- Born: Minneapolis, MN
- Education: Otis Art Institute University of California Los Angeles University of California Santa Cruz
- Occupations: Artist and photographer
- Known for: microphotography

= Rose-Lynn Fisher =

American artist and photographer

Rose-Lynn Fisher (born 1955) is a Los Angeles–based American photographer known for her series Bee and The Topography of Tears.

==Personal life==
Fisher was born in Minneapolis, Minnesota, in 1955. She studied at Otis Art Institute in Los Angeles, California, receiving her BFA in 1978; she also studied at UCLA and UCSC. She was trained as a painter. She lives in Los Angeles.

==Work==
Fisher's interests have included microphotography, using both a scanning electron microscope (SEM), and an optical microscope; also aerial photography, photographic research in Morocco, and mixed media painting including geometric patterns and collage.

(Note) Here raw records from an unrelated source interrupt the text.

PR #2019, opened 2026-08-07
fix: correct ten filesystem and build defects found by a new test suite

imeoer:
xfstests turns out to give a read-only FUSE filesystem no coverage at all. Of its 794 generic cases, 530 call `_scratch_mkfs`, which for FSTYP=fuse means `rm -rf $SCRATCH_MNT/*` and can only fail here. Running all 264 remaining candidates yields 4 passes, and all 4 are vacuous: generic/349, 350 and 351 never reference TEST_DIR, and generic/308 only asserts that no BUG_ON fired. The harness is removed and replaced by a pure-Go suite that builds an image, mounts it, and diffs the mount against the source tree. It runs 569 cases in 20s, so it fits on the pull request path where the fstests run never could.

The suite found the following, each fixed here:

- Directory entries were serialized with "." and ".." pushed first and the children appended, never sorting the combined list. Any name beginning below 0x2E broke the byte order the kernel binary-searches on; fsck.erofs reported filesystem corruption while our own reader tolerated it.

- Filenames were carried as `String` and converted with `to_string_lossy`, so every byte that is not valid UTF-8 became U+FFFD. Two distinct names could collapse into one directory entry, and because the sort ran on the original bytes while the conversion ran afterwards, the entry order was destroyed as well. Names are now raw bytes end to end.

- A name longer than 255 bytes returned ENOENT. The kernel only enforces FUSE_NAME_MAX, so a filesystem advertising f_namelen=255 has to check for itself.

- A symlink target that did not fit behind its inode failed the build outright, at 4065 bytes, where mkfs.erofs accepts up to PATH_MAX. Oversized targets now take a data block of their own and the extended inode layout, whose i_nb really is the block address rather than the link count.

- Unmounting a path the daemon no longer owned tore down whichever filesystem had since been mounted there, because fuser's Mount::drop unmounts by path. Ownership is now established from the session guard and the mountinfo device number.

- Nothing but the daemon's own uid could reach the mount, not even a world-readable file: fuser rejects other uids in user space before the kernel's permission check, and its default ACL was in force. This matches nydus v2, which mounts with allow_other and without nosuid.

- The root directory's permission bits were whatever umask staged the layer, so a umask of 0077 locked every container process out of its own rootfs. They are pinned to 0755 at runtime, as nydus v2 does.

- An mtime beyond the epoch's 32-bit range wrapped silently, turning year 2106 into 1970. Such an inode now moves to the extended layout, the same rule already applied to size, uid, gid and nlink.

- Unpacking a nydus layer back to an OCI tar failed outright on any symlink whose target ran past 100 bytes, the room a ustar header has for one, where a target may run to PATH_MAX. Links are now appended through the tar builder so an oversized target becomes a GNU long link. The round trip that covers this had no Makefile target and no CI job, so it had never run; both are added here.

- Two builds of the same tree could differ. The root's mtime is the build time rather than a property of the content, an empty tree fell through to the wall clock, and listxattr returns attributes in the order they were set. All three are now normalized, and the build reads no clock at all.

## Overview
_Please briefly describe the changes your pull request makes._

## Related Issues

## Change Details

## Test Results

## Change Type
- [ ] Bug Fix
- [x] Feature Addition
- [ ] Documentation Update
- [x] Code Refactoring
- [ ] Performance Improvement
- [ ] Other (please describe)

## Self-Checklist


Zephyrcf (approved):
LGTM

PR #2033, opened 2026-08-14
[v3] tests: add comprehensive userfaultfd integration test suite

bergwolf:
This commit introduces a UFFD CI gate with eight test cases that validate the nydus UFFD service against real userfaultfd instances:

- C1: Runner capability preflight that fails closed when NYDUSFS_UFFD_REQUIRE is set
- C2: Managed-copy fault completion with cold/warm byte equality, EROFS superblock check, tail zero pages, and loop-mounted EROFS whole-tree diff
- C3: Managed zero-page completion for the device tail hole backed by /dev/zero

While studying at Otis Art Institute, Fisher began to focus on geometric patterns and sacred geometry (geometry found in sacred art and architecture). Her fascination with geometric patterns has led her to explore them throughout her career. Through her work with SEMs and bees, she began to focus on hexagons.

Fisher's use of SEMs for photographing bees has touched on the disciplines of art and science. She compiled her photographs into the book Bee (2010).

In 2008 Fisher began to photograph tears with an optical microscope, for her book The Topography of Tears (2017). She sampled over a hundred, varying from "onion" tears to a variety of emotional tears.

==Publications==
===Publications by Fisher===
- Bee. New York: Princeton Architectural Press: 2010. ISBN 1616890762. With a foreword by Verlyn Klinkenborg.
- The Topography of Tears. New York: Bellevue Literary Press, 2017. ISBN 978-1942658283. With forewords by William Frey II and Ann Lauterbach.

===Publications with contributions by Fisher===
- Both Sides of Sunset: Photographing Los Angeles. New York: Metropolis Books, 2015. ISBN 9781938922732. Edited by Jane Brown and Marla Hamburg Kennedy. With an introduction by David Ulin and a foreword by Ed Ruscha
- Where Honeybees Thrive: Stories from the Field. University Park, PA: Penn State University Press, 2017. By Heather Swan. ISBN 978-0-271-07741-3.

==Solo exhibition==
- Fowler Museum, University of California, Los Angeles, 2006.